Former New Jersey Gov. Chris Christie is weighing another run for the White House.
The Republican told radio host Hugh Hewitt on Thursday that he had not ruled out a presidential bid in 2024. Christie was one of more than a dozen contenders for the Republican presidential nomination in 2016.
Christie said the Republican National Committee should handle the 2024 primary differently than it did then, when candidates were split between two debate stages based on polling.
“This slavery to polls at times is just ridiculous. And I think, even though I was in almost every one of the main stage debates that we held, all but one, and so I made the cut, but still, it just made, you know, it made it very, very difficult for people to be heard, and there was too much attention on polls,” Christie said.
He commended the Democratic Party on its handling of the 2020 presidential primary debates.
“The way the Democrats did it, quite frankly, this year was much better where there was random selection and [they broke] it up so that the debates can be of, you know, of a manageable size so that you get to hear more from people,” he said.

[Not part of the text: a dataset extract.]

PR #2090, opened 2025-05-24
Export qof_book_mark_session_dirty to the Python bindings.

rotdrop:
Use case: implement a command line "save-as" script. This works by using the gnucash_core_c bindings like follows but for the problem that qof_book_mark_session_dirty() is not exported, and without "dirty" the function `qof_session_save(outputSession)` does nothing.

“Now, the Democrats had 23 people, so it still wasn’t a manageable size, but if you had somewhere between 10 and 12 people, and you had two debates of five or six, where people were randomly put together rather than by judging it with polls, which I think was an enormous mistake, you know, then I think you can hear from people and for a substantive amount of time, and it gives people a better opportunity to make judgments,” he added.